Task details
Copy out each line below in which the string "ProjectMatrix" appears.

(Given information)

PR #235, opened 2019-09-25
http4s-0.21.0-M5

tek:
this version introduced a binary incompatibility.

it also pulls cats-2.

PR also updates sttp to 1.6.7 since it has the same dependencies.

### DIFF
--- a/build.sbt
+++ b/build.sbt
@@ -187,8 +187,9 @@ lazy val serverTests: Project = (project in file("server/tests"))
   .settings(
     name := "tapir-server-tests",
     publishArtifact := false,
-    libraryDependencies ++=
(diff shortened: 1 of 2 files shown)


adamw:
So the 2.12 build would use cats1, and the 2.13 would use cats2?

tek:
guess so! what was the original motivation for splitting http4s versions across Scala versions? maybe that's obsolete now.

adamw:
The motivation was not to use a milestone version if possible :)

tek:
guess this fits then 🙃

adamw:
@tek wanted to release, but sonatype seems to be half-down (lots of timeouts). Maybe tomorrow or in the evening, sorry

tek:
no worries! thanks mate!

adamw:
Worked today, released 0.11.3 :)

(End Given information)
(Given information)

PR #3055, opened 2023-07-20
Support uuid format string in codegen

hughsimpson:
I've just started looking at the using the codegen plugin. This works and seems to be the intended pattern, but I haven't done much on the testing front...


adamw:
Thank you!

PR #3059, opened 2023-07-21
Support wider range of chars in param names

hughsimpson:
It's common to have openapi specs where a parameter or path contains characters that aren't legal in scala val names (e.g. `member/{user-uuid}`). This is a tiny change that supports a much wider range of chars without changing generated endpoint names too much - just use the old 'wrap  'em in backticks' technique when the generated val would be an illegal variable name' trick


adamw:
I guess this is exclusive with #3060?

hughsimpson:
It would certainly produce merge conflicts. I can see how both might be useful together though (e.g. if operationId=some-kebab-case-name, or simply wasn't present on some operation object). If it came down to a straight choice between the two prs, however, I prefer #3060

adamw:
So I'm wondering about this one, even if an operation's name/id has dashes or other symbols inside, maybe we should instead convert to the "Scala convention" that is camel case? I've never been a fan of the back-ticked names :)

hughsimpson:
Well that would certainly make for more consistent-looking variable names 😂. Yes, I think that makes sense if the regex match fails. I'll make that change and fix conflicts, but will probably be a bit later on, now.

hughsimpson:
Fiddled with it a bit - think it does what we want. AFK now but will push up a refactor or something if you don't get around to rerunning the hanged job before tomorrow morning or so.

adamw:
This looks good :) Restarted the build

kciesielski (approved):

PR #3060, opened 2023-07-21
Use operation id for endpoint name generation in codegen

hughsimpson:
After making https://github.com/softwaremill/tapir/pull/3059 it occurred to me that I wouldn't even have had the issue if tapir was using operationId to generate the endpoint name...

(End Given information)
(Given information)

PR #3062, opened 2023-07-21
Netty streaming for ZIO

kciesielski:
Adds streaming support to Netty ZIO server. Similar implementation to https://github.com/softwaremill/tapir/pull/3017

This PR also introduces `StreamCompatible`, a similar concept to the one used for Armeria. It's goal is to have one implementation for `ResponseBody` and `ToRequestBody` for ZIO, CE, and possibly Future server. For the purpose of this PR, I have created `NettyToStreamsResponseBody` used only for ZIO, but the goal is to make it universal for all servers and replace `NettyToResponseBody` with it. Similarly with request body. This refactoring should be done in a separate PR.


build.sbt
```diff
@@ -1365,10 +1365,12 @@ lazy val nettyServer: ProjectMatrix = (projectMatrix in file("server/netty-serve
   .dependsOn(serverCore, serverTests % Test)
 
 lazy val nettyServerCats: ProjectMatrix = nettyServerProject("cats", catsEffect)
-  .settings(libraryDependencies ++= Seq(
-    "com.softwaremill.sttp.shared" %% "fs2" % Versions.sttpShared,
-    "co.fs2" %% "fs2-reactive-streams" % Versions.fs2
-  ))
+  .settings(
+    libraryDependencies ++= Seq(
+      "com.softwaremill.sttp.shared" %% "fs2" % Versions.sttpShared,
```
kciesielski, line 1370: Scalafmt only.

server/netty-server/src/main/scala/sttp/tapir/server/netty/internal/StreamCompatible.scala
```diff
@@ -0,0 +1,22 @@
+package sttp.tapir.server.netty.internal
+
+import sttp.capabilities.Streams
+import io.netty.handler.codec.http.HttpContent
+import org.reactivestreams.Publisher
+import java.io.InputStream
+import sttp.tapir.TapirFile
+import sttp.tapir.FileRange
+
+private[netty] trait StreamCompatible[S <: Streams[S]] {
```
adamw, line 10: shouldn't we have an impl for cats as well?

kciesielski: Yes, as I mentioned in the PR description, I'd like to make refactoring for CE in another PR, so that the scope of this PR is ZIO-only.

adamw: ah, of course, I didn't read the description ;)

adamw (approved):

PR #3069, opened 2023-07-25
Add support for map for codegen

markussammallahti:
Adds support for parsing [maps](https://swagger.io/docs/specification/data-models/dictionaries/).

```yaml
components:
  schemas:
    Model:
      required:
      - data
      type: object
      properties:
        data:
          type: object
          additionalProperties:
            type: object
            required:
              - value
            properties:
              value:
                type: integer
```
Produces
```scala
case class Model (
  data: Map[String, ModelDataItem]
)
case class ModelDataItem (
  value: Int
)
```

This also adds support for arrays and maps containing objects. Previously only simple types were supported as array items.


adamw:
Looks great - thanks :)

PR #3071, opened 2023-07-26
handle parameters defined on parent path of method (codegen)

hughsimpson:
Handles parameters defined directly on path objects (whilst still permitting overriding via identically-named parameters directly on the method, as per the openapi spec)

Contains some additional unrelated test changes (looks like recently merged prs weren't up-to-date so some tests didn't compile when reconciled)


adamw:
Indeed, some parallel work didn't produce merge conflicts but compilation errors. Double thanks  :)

(End Given information)

Answer box
@@ -1365,10 +1365,12 @@ lazy val nettyServer: ProjectMatrix = (projectMatrix in file("server/netty-serve
 lazy val nettyServerCats: ProjectMatrix = nettyServerProject("cats", catsEffect)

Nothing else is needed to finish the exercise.